_WHAT THE EXERCISE ASKS:_ The lines to reproduce run from the first one below to the line containing "key exiting Full", both included. Reproduce them exactly and nothing else.
== DATA SECTION
PR #546, opened 2023-10-24
feat: Profile Settings - controls & esc for exiting fullscreen

elpiel:
- Adds a new field `seek_short_time_duration` for short (finer) seeking (e.g. using Arrow + Shift) and with default value of - **3 seconds**
- Adds setting for `Escape key exiting Full screen` of the app
- Adds setting for `Pause playback on minimize`
Discussed on Slack: Since most players have default seeking time of **10 seconds** we will keep this default and instead provide a finer seek time of **3 seconds**.

Related issue: https://github.com/Stremio/stremio-web/issues/413


src/types/profile/settings.rs
```diff
@@ -26,7 +26,12 @@ pub struct Settings {
     pub subtitles_text_color: String,
     pub subtitles_background_color: String,
     pub subtitles_outline_color: String,
+    /// Whether or not the Escape key should exists from the app when in Full screen.
+    pub esc_exists_fullscreen: bool,
```
tymmesyde: Should be `esc_exit_fullscreen`

tymmesyde (changes requested):

src/types/profile/settings.rs
```diff
@@ -26,7 +26,12 @@ pub struct Settings {
...
+    /// The Seek time duration (in milliseconds) is when using the Arrow keys
     pub seek_time_duration: u32,
+    /// The Seek shift time duration (in milliseconds) is when using the Arrow keys + Shift
+    pub seek_shift_time_duration: u32,
```
TheBeastLT: Instead of changing logic for the whole variable and migrating it, wouldn't it be better for the new variable to be different ie. `seek_long_time_duration`. As it will create an easy error, where the old variable name stays the same, but it's value is changed. Since `seek_time_duration` was meant to be used as the default seek time with the default method of seeking. 
Now it's just hardcoding logic in settings which is meant for web only. (there's no shift on mobile or tablet or tvs). And then IMO it should be a completely new setting for web only, which doesn't impact any other services.

elpiel: The old variable is the long one, using the Shift key is the finer seeking.
I'm open for a new name.

elpiel: This means that we still need to migrate the value as that's the default seeking that we want to change in a sense.

elpiel: as discussed on slack, I've update the PR and initial comment to reflect the discussion.
I'm resolving this conversation.

src/types/profile/settings.rs
elpiel: Fixed.

tymmesyde: It should be `esc_exit_fullscreen` not `esc_exist_fullscreen`

TheBeastLT (approved):

src/types/profile/settings.rs
elpiel: lol, fixed the typo,again :D

tymmesyde (approved):

PR #551, opened 2023-11-01
Fix merge conflict with development

elpiel:


src/models/meta_details.rs
```diff
@@ -73,7 +86,6 @@ impl<E: Env + 'static> UpdateWithCtx<E> for MetaDetails {
                     .join(meta_items_effects)
                     .join(meta_streams_effects)
                     .join(streams_effects)
-                    .join(suggested_stream_effects)
```
TheBeastLT: probably this should stay here?

elpiel: Fixed! Thanks for noticing.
====
_EXERCISE RESPONSE:_
PR #546, opened 2023-10-24
feat: Profile Settings - controls & esc for exiting fullscreen

elpiel:
- Adds a new field `seek_short_time_duration` for short (finer) seeking (e.g. using Arrow + Shift) and with default value of - **3 seconds**
- Adds setting for `Escape key exiting Full screen` of the app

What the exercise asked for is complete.